Had a long Road Trip out to West Norfolk today by means of the River Wensum Valley just North of Norwich. A Brach Line of the Midland and Great Northern Joint snaked its way through the quiet floodplains and Meadows from 1893 until 1959, terminating at the Crewe of Norfolk! Melton Constable where the Companys Workshops and Headquarters were based at the Confluence of 4 different Lines all long since gone!. This small Viaduct which I love lies 200 yards North of Lenwade Village Station, in an Idyllic Woodland Riverbank on a Sustrans Cycle Path The Marriots Way.



Early Morning Cobwebs


----------



## Mimble (Aug 9, 2009)

Oooo Shucky that's really really nice!
It looks so "not real", especially pic 4. I mean that in a good way - it reminds me of Hayao Miyazake


----------



## Black Shuck (Aug 9, 2009)

Mimble said:


> Oooo Shucky that's really really nice!
> It looks so "not real", especially pic 4. I mean that in a good way - it reminds me of Hayao Miyazake



Thanks Mimble. It was very Misty in the Wensum Valley this Morning and I just liked the way the Dew was hanging on the Cobwebs against the Irin of the Viaduct.Sorry for being Ignorant but who on earth is Hayao Miyazake?


----------



## Mimble (Aug 9, 2009)

You're welcome 
Hayao Miyazake is a Japanese film (anime) creator. Like, cartoon films but beaaaaautiful ones. Google Spirited Away, Princess Mononoke, My Neighbour Totoro


----------



## Black Shuck (Aug 9, 2009)

Mimble said:


> You're welcome
> Hayao Miyazake is a Japanese film (anime) creator. Like, cartoon films but beaaaaautiful ones. Google Spirited Away, Princess Mononoke, My Neighbour Totoro



Oh I guess I can call myself educated then!


----------



## Mimble (Aug 9, 2009)

Definitely 
Tell you what, some of his backgrounds are very dereliction-inspired.


----------



## Black Shuck (Aug 9, 2009)

I just Googled him and it seem very Manga like! Very good.


----------



## Norfolkbloke (Aug 9, 2009)

Great pics of somewhere I've long wanted to visit for a walk, though perhaps more so for my bird watching interests!!

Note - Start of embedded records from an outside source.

PR #201, opened 2021-01-11
Add a note that explains the limitations of the schema conversion

lubosmj:
[noissue]


mdellweg:
Seems like you need to replace the api.json by a .gitkeep

docs/workflows/host.rst
```diff
@@ -105,3 +105,9 @@ Docker Output::
      https://docs.docker.com/get-started/
 
 
+.. note::
+    Having a container client which cannot handle requested manifests in the new format (schema 2),
```
mdellweg, line 109:
```suggestion
    When using a container client that cannot handle requested manifests in the new format (schema 2),
```

mdellweg (approved):

dkliban (approved):

PR #202, opened 2021-01-11
Consider RBAC during the token authentication

lubosmj:
ref #7937

### DIFF
--- a/pulp_container/app/authorization.py
+++ b/pulp_container/app/authorization.py
@@ -5,11 +5,16 @@ import uuid
 
 import jwt
 
+from collections import defaultdict
 from datetime import datetime
 
 from django.conf import settings
+
 from cryptography.hazmat.backends import default_backend
 from cryptography.hazmat.primitives import serialization
+
+from pulp_container.app.models import ContainerDistribution
+from pulp_container.app.access_policy import NamespacePermissionsChecker
 
 TOKEN_EXPIRATION_TIME = 300
 
@@ -22,17 +27,38 @@ class AuthorizationService:
     according to a user's scope.
     """
 
-    def generate_token(self, username, service, scope):
+    ANONYMOUS_USER = "AnonymousUser"
+    VALID_ACTIONS = ["pull", "push", "*"]
+
+    def __init__(self, user, service, scope):
+        """
+        Store class-wide variables and initialize a dictionary used for determining permissions.
+
+        Args:
+            user (django.contrib.auth.models.User): Requesting user.
+            service (str): Name of the service access is granted to.
+            scope (str): Scope of the resource that is to be accessed.
+
+        """
+        self.user = user
+        self.service = service
+        self.scope = scope
+
+        self.actions_permissions = defaultdict(
+            lambda: lambda *args: False,
+            {
+                "pull": self.has_pull_permissions,
+                "push": self.has_push_permissions,
+                "*": self.has_view_catalog_permissions,
+            },
+        )
+
+    def generate_token(self):
         """
         Generate a Bearer token.
 
         A signed JSON web token is generated in this method. The structure of the token is
         adjusted according the documentation https://docs.docker.com/registry/spec/auth/jwt/.
-
-        Args:
-            username (str): Requesting user.
-            service (str): Name of the service access is granted to.
-            scope (str): Scope of the resource that is to be accessed.
 
         Returns:
             dict: A newly generated Bearer token.
@@ -43,14 +69,14 @@ class AuthorizationService:
 
         current_datetime = datetime.now()
 
-        access = self.determine_access(username, scope)
+        access = self.determine_access()
         token_server = getattr(settings, "TOKEN_SERVER", "")
-        claim_set = self._generate_claim_set(
+        claim_set = self.generate_claim_set(
             access=[access],
-            audience=service,
+            audience=self.service,
             issued_at=int(current_datetime.timestamp()),
             issuer=token_server,
-            subject=username,
+            subject=self.user.username,
         )
 
         with open(settings.PRIVATE_KEY_PATH, "rb") as private_key:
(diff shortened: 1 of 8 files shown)


pulp_container/app/authorization.py
```diff
@@ -22,18 +29,43 @@ class AuthorizationService:
...
 
-    def generate_token(self, username, service, scope):
-        """
-        Generate a Bearer token.
+    ANONYMOUS_USER = "AnonymousUser"
+    VALID_ACTIONS = ["pull", "push", "*"]
 
-        A signed JSON web token is generated in this method. The structure of the token is
-        adjusted according the documentation https://docs.docker.com/registry/spec/auth/jwt/.
+    def __init__(self, username, service, scope):
```
ipanova, line 35: s/username/user

pulp_container/app/authorization.py
```diff
@@ -22,18 +29,43 @@ class AuthorizationService:
...
+        """
+        Store class-wide variables and initialize a dictionary used for determining permissions.
 
         Args:
             username (str): Requesting user.
```
ipanova, line 40: this needs update also

pulp_container/app/authorization.py
ipanova: how about we pass the user directly into the generate_token https://github.com/pulp/pulp_container/blob/rbac/pulp_container/app/registry_api.py#L327

pulp_container/app/authorization.py
```diff
@@ -92,32 +124,82 @@ def _split_into_encoded_groups(self, encoded_base32):
...
+        try:
+            distribution = ContainerDistribution.objects.get(base_path=path)
+        except ContainerDistribution.DoesNotExist:
+            return False
+        if self.user.has_perm("container.view_containerdistribution", distribution):
+            return True
+
+        return False
+
+    def has_push_permissions(self, path):
```
ipanova, line 165: does it make sense to consolidate this and has_manage_namespace_dist_perms into the codepath that is being used in a more generic way?

pulp_container/app/authorization.py
```diff
@@ -22,18 +27,39 @@ class AuthorizationService:
...
             service (str): Name of the service access is granted to.
             scope (str): Scope of the resource that is to be accessed.
 
+        """
+        self.user = user
+        self.service = service
+        self.scope = scope
+
+        self.actions_permissions = defaultdict(
+            lambda: lambda *args: False,
```
mdellweg, line 48: https://github.com/pulp/pulp_container/pull/203#discussion_r557505670

mdellweg: It took me a minute to understand the double lambda here. ;)

pulp_container/app/authorization.py
```diff
@@ -92,32 +118,70 @@ def _split_into_encoded_groups(self, encoded_base32):
...
-
-    def _generate_claim_set(self, issuer, issued_at, subject, audience, access):
+        typ, name, actions = self.scope.split(":")
+        actions = set(actions.split(","))
+
+        permitted_actions = set()
+        for action in actions:
+            has_permission = self.actions_permissions[action](name)
+            if has_permission:
+                permitted_actions.add(action)
```
mdellweg, line 139: https://github.com/pulp/pulp_container/pull/203#discussion_r557507443

you can do a set comprehension here i think:
(Suggested change in the link)

Also why make it a set in the first place when all you do is to turn into a list?

pulp_container/app/authorization.py
```diff
@@ -92,32 +118,70 @@ def _split_into_encoded_groups(self, encoded_base32):
...
+        Check if the user has permissions to pull from the repository specified by the path.
+        """
+        if self.user.has_perm("container.view_containerdistribution"):
+            return True
+
+        try:
+            distribution = ContainerDistribution.objects.get(base_path=path)
+        except ContainerDistribution.DoesNotExist:
+            return False
+        if self.user.has_perm("container.view_containerdistribution", distribution):
```
mdellweg, line 154: https://github.com/pulp/pulp_container/pull/203#discussion_r557510009
Maybe we should add a specific "pull" permission here, because "view_containerdistribution" includes reading the distributions properties.

pulp_container/app/authorization.py
```diff
@@ -92,32 +118,70 @@ def _split_into_encoded_groups(self, encoded_base32):
...
+            return True
+
+        return False
+
+    def has_push_permissions(self, path):
+        """
+        Check if the user has permissions to push to the repository specified by the path.
+        """
+        if not self.user.has_perm("container.add_containerdistribution"):
```
mdellweg, line 163: https://github.com/pulp/pulp_container/pull/203#discussion_r557511475
This seems to rule out access a bit too early. (Basically meaning, that you need both Class-level create permissions.)

pulp_container/app/authorization.py
```diff
@@ -92,32 +118,70 @@ def _split_into_encoded_groups(self, encoded_base32):
...
+        namespace = path.split("/")[0]
+        return NamespacePermissionsChecker.has_permissions(
+            namespace, self.user, "container.manage_namespace_distributions"
+        )
+
+    def has_view_catalog_permissions(self, path):
+        """
+        Check if the authenticated user is an administrator and is requesting the catalog endpoint.
+        """
+        if path == "catalog" and self.user.username == "admin":
```
mdellweg, line 175: https://github.com/pulp/pulp_container/pull/203#discussion_r557514184


maybe allow "self.user.is_staff()"
But should we not have a more open restriction here?
Should we do permission based queryset filtering?
@mdellweg

pulp_container/app/authorization.py
lubosmj: I thought it would be useful to use `set` here because we may receive a list of the same actions, i.e., `actions=pull,pull,push`. This way of permitting the actions should ignore duplicates.

pulp_container/app/authorization.py
lubosmj: The requirement was to allow only the administrator to perform such an action.

Regarding the permission based queryset filtering, I am not sure whether this is going to be resolved in a separate ticket here https://pulp.plan.io/issues/8068.

pulp_container/app/authorization.py
lubosmj: The comment you have referenced is highlighting different commands. What do you mean by the class-level create permissions? Do we have such a thing? We consider either model-level permissions or object-level permissions. Since the object does not exist yet, we need to check for this model-level permission, right?

pulp_container/app/authorization.py
mdellweg: right. I did not see this, but you can never be sure about user input. ;)

pulp_container/app/authorization.py
mdellweg: Yeah, i meant model-level permission. But yes, the repository might already exist, when you attempt to push to it.
The model-level permission is to be considered, if it did not exist before, or you do not have explicit object permissions.

pulp_container/app/authorization.py
mdellweg: :+1: other ticket seems fine.

ipanova: I wanted to check-in with AH first to understand what are their usecases. Docker hub seems to to deny access to this endpoint unless you have admin perms or maybe this is granted to specific users. I was not able to access this enpoint whether i was anonymous user or authed.
here is the follow up story https://pulp.plan.io/issues/8068 but it needs to be confirmed

pulp_container/app/authorization.py
ipanova: this seems  correct to me - if a user does not have model level perm for adding distributions that means he cannot push at all, regardless into which namespace.

pulp_container/app/authorization.py
ipanova: that is ok i think, why that would be a problem?

pulp_container/app/authorization.py
ipanova: @lubosmj this should not be a concern since we are controlling this in the auth header https://github.com/pulp/pulp_container/blob/master/pulp_container/app/token_verification.py#L100
But i see an improvement here to return `pull,push` https://github.com/pulp/pulp_container/blob/master/pulp_container/app/token_verification.py#L34

pulp_container/app/authorization.py
mdellweg: but he could have object level permissions to push to a distribution/push_repo. And we completely rule this out here.

ipanova: we are removing post for push-repos

ipanova: are you confusing this with namespace/distribution? i might not following you

mdellweg: given the name of this function, i believe it is questioning, whether a user can do a push operation on a specific path.
And whenever a distribution exists at that path, we should allow any user with object level "push_permission" (whatever that means in detail) for that distribution to push.
Only if there is not yet such a distribution, we need to ask if it's ok to create one.

ipanova: i see what you're saying. can we make any neede changes in the follow up PR? I would rather merge this as is to unblock folks

ipanova (approved):
There are some suggestions that I hope we can address in the follow up pr.

pulp_container/app/authorization.py
mdellweg: sure.

ipanova (approved):
I am merging this pr, in the follow up pr we need to (1)add a specific pull permission for distribution, (2) enable push for a user who has only object-level perms for existing distributions
(3) return pull,push https://github.com/pulp/pulp_container/blob/master/pulp_container/app/token_verification.py#L34

PR #203, opened 2021-01-13
Add RBAC to the push repository endpoint

goosemania:


pulp_container/app/models.py
```diff
@@ -250,6 +250,7 @@ class ContainerPushRepository(Repository):
     TYPE = "container-push"
     CONTENT_TYPES = [Blob, Manifest, Tag]
     PUSH_ENABLED = True
+    ACCESS_POLICY_VIEWSET_NAME = "repositories/container/push"
```
ipanova, line 253: repositories/container/container_push

mdellweg (commented):
Sorry, it seems like i forgot to submit this review yesterday.

pulp_container/app/viewsets.py
```diff
@@ -533,14 +533,44 @@ class ContainerRepositoryVersionViewSet(RepositoryVersionViewSet):
...
-class ContainerPushRepositoryViewSet(ImmutableRepositoryViewSet):
+class ContainerPushRepositoryViewSet(ReadOnlyRepositoryViewSet):
     """
     ViewSet for a container push repository.
-    """
 
+    POST and DELETE are disallowed because a push repository is tightly coupled with a
+    ContainerDistribution which handles it automatically.
+    Created - during push operation, removed - with ContainerDistribution removal
+    """
```
mdellweg, line 543: Hey, i like this approach.
I think it solves https://pulp.plan.io/issues/8014 and https://pulp.plan.io/issues/7839

goosemania: @mdellweg , @ipanova , are those duplicates? They look like duplicates to me.
I'd close one as a dup, and open a new issue to cover the DELETE method.
What do you think?

goosemania: @mdellweg , @ipanova , are those duplicates? They look like duplicates to me.
I'd close one as a dup, and open a new issue to cover the DELETE method.
What do you think?

ipanova: @goosemania either way is fine. I would personally close #7839 as dup and update the title for #8014 that we are making push repos readonly - this will cover post and delete changes.

goosemania: That works as well.

pulp_container/tests/functional/api/test_push_content.py
```diff
@@ -4,52 +4,140 @@
...
+    def test_push_with_dist_perms(self):
+        """
+        Test that it's enough to have container distribution perms to perform push.
+
+        It also checks read abilities for users with different set of permissions.
+        """
+        repo_name = "test/perms"
+        local_url = "/".join([self.registry_name, f"{repo_name}:2.0"])
+        image_path = f"{DOCKERHUB_PULP_FIXTURE_1}:manifest_a"
+        self._push(image_path, local_url, self.user_creator)
```
goosemania, line 115: this give me an error at the moment
FWIW, I have only podman installed and it's 1.6.4.

```
self = <pulp_container.tests.functional.api.test_push_content.PushRepoTestCase testMethod=test_push_with_dist_perms>

    def test_push_with_dist_perms(self):
        """
        Test that it's enough to have container distribution perms to perform push.
    
        It also checks read abilities for users with different set of permissions.
        """
        repo_name = "test/perms"
        local_url = "/".join([self.registry_name, f"{repo_name}:2.0"])
        image_path = f"{DOCKERHUB_PULP_FIXTURE_1}:manifest_a"
>       self._push(image_path, local_url, self.user_creator)

pulp_container/tests/functional/api/test_push_content.py:115: 
_ _ _ _ _ _ _ _ _ _ _ _ _ _ _ _ _ _ _ _ _ _ _ _ _ _ _ _ _ _ _ _ _ _ _ _ _ _ _ _ _ _ _ _ _ _ _ _ _ _ _ _ _ _ _ _ _ _ _ _ _ _ _ _ _ _ _ _ _ _ _ _ _ _ _
pulp_container/tests/functional/api/test_push_content.py:77: in _push
    cls.registry.push(local_url)
../pulp-smash/pulp_smash/cli.py:966: in _dispatch_command
    result = self._client.run(cmd, sudo=True)
../pulp-smash/pulp_smash/cli.py:316: in run
../pulp-smash/pulp_smash/cli.py:54: in code_handler
_ _ _ _ _ _ _ _ _ _ _ _ _ _ _ _ _ _ _ _ _ _ _ _ _ _ _ _ _ _ _ _ _ _ _ _ _ _ _ _ _ _ _ _ _ _ _ _ _ _ _ _ _ _ _ _ _ _ _ _ _ _ _ _ _ _ _ _ _ _ _ _ _ _ _

self = CompletedProcess(args=('sudo', 'podman', 'push', 'localhost:24817/test/perms:2.0'), returncode=125, stdout='', stderr=...r uploading manifest 2.0 to localhost:24817/test/perms: denied: Access to the requested resource is not authorized.\n')

    def check_returncode(self):
        """Raise an exception if ``returncode`` is non-zero.
    
        Raise :class:`pulp_smash.exceptions.CalledProcessError` if
        ``returncode`` is non-zero.
    
        Why not raise ``subprocess.CalledProcessError``? Because stdout and
        stderr are not included when str() is called on a CalledProcessError
        object. A typical message is::
    
            "Command '('ls', 'foo')' returned non-zero exit status 2"
    
        This information is valuable. One could still make
        ``subprocess.CalledProcessError`` work by overloading ``args``:
    
        >>> if isinstance(args, (str, bytes)):
        ...     custom_args = (args, stdout, stderr)
        ... else:
        ...     custom_args = tuple(args) + (stdout, stderr)
        >>> subprocess.CalledProcessError(args, returncode)
    
        But this seems like a hack.
    
        In addition, it's generally good for an application to raise expected
        exceptions from its own namespace, so as to better abstract away
        dependencies.
        """
        if self.returncode != 0:
            raise exceptions.CalledProcessError(
>               self.args, self.returncode, self.stdout, self.stderr
            )
E           pulp_smash.exceptions.CalledProcessError: Command ('sudo', 'podman', 'push', 'localhost:24817/test/perms:2.0') returned non-zero exit status 125.
E           
E           stdout: 
E           
E           stderr: Getting image source signatures
E           Copying blob sha256:ace0eda3e3be35a979cec764a3321b4c7d0b9e4bb3094d20d3ff6782961a8d54
E           Copying blob sha256:c86ba25590b0e721b9d5a2ca8d2d8e4cd8d694ad2a4235785eb8ac111e95725a
E           Copying config sha256:2ea2d398465fee77f3f80929d6ee391634e548a98eaab5cfb64dba5a25da13b8
E           Writing manifest to image destination
E           Error: Error copying image to the remote destination: Error writing manifest: Error uploading manifest 2.0 to localhost:24817/test/perms: denied: Access to the requested resource is not authorized.

../pulp-smash/pulp_smash/cli.py:129: CalledProcessError

```

pulp_container/tests/functional/api/test_push_content.py
```diff
@@ -4,52 +4,140 @@
...
+            except exceptions.CalledProcessError:
+                pass
+
+        cls.registry.pull(image_path)
+
+        if user:
+            cls.registry.logout(cls.registry_name)
+
+    @classmethod
+    def _push(cls, image_path, local_url, user):
```
mdellweg, line 68: This function is performing much more than a simple push atm. It makes reading the tests very confusing.

pulp_container/tests/functional/constants.py
```diff
@@ -70,3 +70,5 @@
 """
 
 DOCKERHUB_PULP_FIXTURE_1 = "pulp/test-fixture-1"
+
+LOCAL_REGISTRY_ADMIN = {'username': 'admin', 'password': 'password'}
```
mdellweg, line 74: I know it reflects the way it was, but shouldn't this password be retrieved from smash config?

pulp_container/tests/functional/api/test_push_content.py
goosemania: I can copy-paste it into every test or rename to tag and push.
It's worsens readability of the test significantly (for me personally) to have all those lines of code in every test just for the sake of making push while being logged in.

I'm also thinking that I might just drop all the tests when they work anyway, since the private/public repo work will change those entirely.

pulp_container/app/viewsets.py
```diff
@@ -100,6 +102,14 @@ class Meta:
         fields = BaseDistributionViewSet.filterset_class.Meta.fields
 
 
+class ContainerNamespaceFilter(BaseFilterSet):
```
goosemania, line 105: I had to add it to be able to search for namespaces to  clean them up in tests.
Let me know if it's worth a dedicated issue/log entry/pr and I can separate it from this never-ending-solve-all-the-other-issues-around PR.

pulp_container/tests/functional/api/test_token_authentication.py
```diff
@@ -121,6 +121,10 @@ def test_pull_image_with_real_container_client(self):
 
         image_url = urljoin(self.cfg.get_base_url(), self.distribution.base_path)
         image_with_tag = f"{image_url}:manifest_a"
+
+        registry_name = urlparse(self.cfg.get_base_url()).netloc
+        admin_user, admin_password = self.cfg.pulp_auth
+        registry.login("-u", admin_user, "-p", admin_password, registry_name)
```
goosemania, line 127: I don't know how this test worked before. 
I believe my changes didn't affect it. If you have any thoughts, please do share.

My wild guess is that it ran in some order that the user was logged into registry from previous tests.
Maybe because in my tests I explicitly logout, it started failing. :shrug:

pulp_container/tests/functional/api/test_push_content.py
```diff
@@ -6,49 +6,145 @@
...
-        local_url = "/".join([registry_name, "foo/bar:1.0"])
-        # Be sure to not being logged in
-        try:
-            registry.logout(registry_name)
-        except exceptions.CalledProcessError:
-            pass
-        # Pull an image with large blobs
-        registry.pull("centos:7")
+    @classmethod
+    def tag_and_push(cls, image_path, local_url, user):
```
goosemania, line 77: @mdellweg , is it any better? or would you prefer to copy-paste these 5 lines of code + comments to every test?

pulp_container/app/viewsets.py
mdellweg: It's fine for me. We should be able to assume there are filters for every viewset...

pulp_container/tests/functional/api/test_push_content.py
mdellweg: Sorry, i was mistaken by the `registry.rmi` call. So to get it straight: This function tags a local image to the registry, logs in pushes the image and removes it from the _local_ storage. That seems like a nice primitive in tests.

I thought that it also removed it from the registry right away, and it didn't occur to me how we could test pulling it with another user afterwards. So maybe `_push` was a good name.

If you want to start testing that a push operation can be denied, you can wrap it in a `try` `finally` block.
(suggestions below)

pulp_container/tests/functional/api/test_push_content.py
```diff
@@ -6,49 +6,145 @@
...
-            registry.push(local_url)
+        cls.registry.tag(image_path, local_url)
         # Log in
-        registry.login("-u", "admin", "-p", "password", registry_name)
+        cls.registry.login("-u", user["username"], "-p", user["password"], cls.registry_name)
         # Push successfully
-        registry.push(local_url)
-        # Pull while logged in
-        registry.pull(local_url)
+        cls.registry.push(local_url)
```
mdellweg, line 86:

For those of us saving the planet by not owning a car it's a tricky spot to get to aswell!

NB


----------



## Black Shuck (Aug 9, 2009)

Norfolkbloke said:


> Great pics of somewhere I've long wanted to visit for a walk, though perhaps more so for my bird watching interests!!
> 
> For those of us saving the planet by not owning a car it's a tricky spot to get to aswell!
> 
> NB


Thank you very much NB. It is quite tricky to get to you are right, but its a lovely spot and deathly quiet as well.


----------



## cardiffrail (Aug 9, 2009)

Lovely pics, thanks


----------



## Black Shuck (Aug 9, 2009)

cardiffrail said:


> Lovely pics, thanks



You are welcome CR. I love anything to do with Railways, especially Disused ones. I know you have a more than a passing interst too!. What do you know about Pencader Tunnel in South Wales?


----------



## Foxylady (Aug 10, 2009)

Norfolkbloke said:


> For those of us saving the planet by not owning a car...



Good grief, man! I thought it was just me!!! 

That's a gorgeous spot and great bridge, Shucky. Love the misty soft day and cobweb pic. Lovely atmosphere.


----------



## Black Shuck (Aug 10, 2009)

Foxylady said:


> Good grief, man! I thought it was just me!!!
> 
> That's a gorgeous spot and great bridge, Shucky. Love the misty soft day and cobweb pic. Lovely atmosphere.


Foxy Your Back!. Yes you are right it was quite an Etherial Morning out there and quite lovely. The Bridge was only single Track, but like I said has now been converted into a Long Distance Walkway. The Solitude out there was almost Overwhelming, a lot different I dare say to when an Ivatt 4 MT with 5 or 6 coaches came crashing across the bridge on its way out of the long gone Norwich City Station! I bet it made the Fisherman swear a bit!


----------



## cardiffrail (Aug 10, 2009)

Black Shuck said:


> You are welcome CR. I love anything to do with Railways, especially Disused ones. I know you have a more than a passing interst too!. What do you know about Pencader Tunnel in South Wales?



It is palisade fenced at each end, although whether it is intact or not is luck of the draw. The southern end is very muddy and wet, possibly a waders job, and I'd recommend not going alone as you will have someone to pull you out if you get stuck. From the pics, it looks like it dries out a bit further in. Similar really with the northern end.

Access both ends is through private land though. The southern end is quite a walk down from the nearest parking place. You don't notice it going down, but coming back up again.....

As it was 3 years ago 

http://cardiffrail.co.uk/Rail/TUN/carm/pencader.html

http://cardiffrail.co.uk/Rail/TUN/Tunnels2.html


----------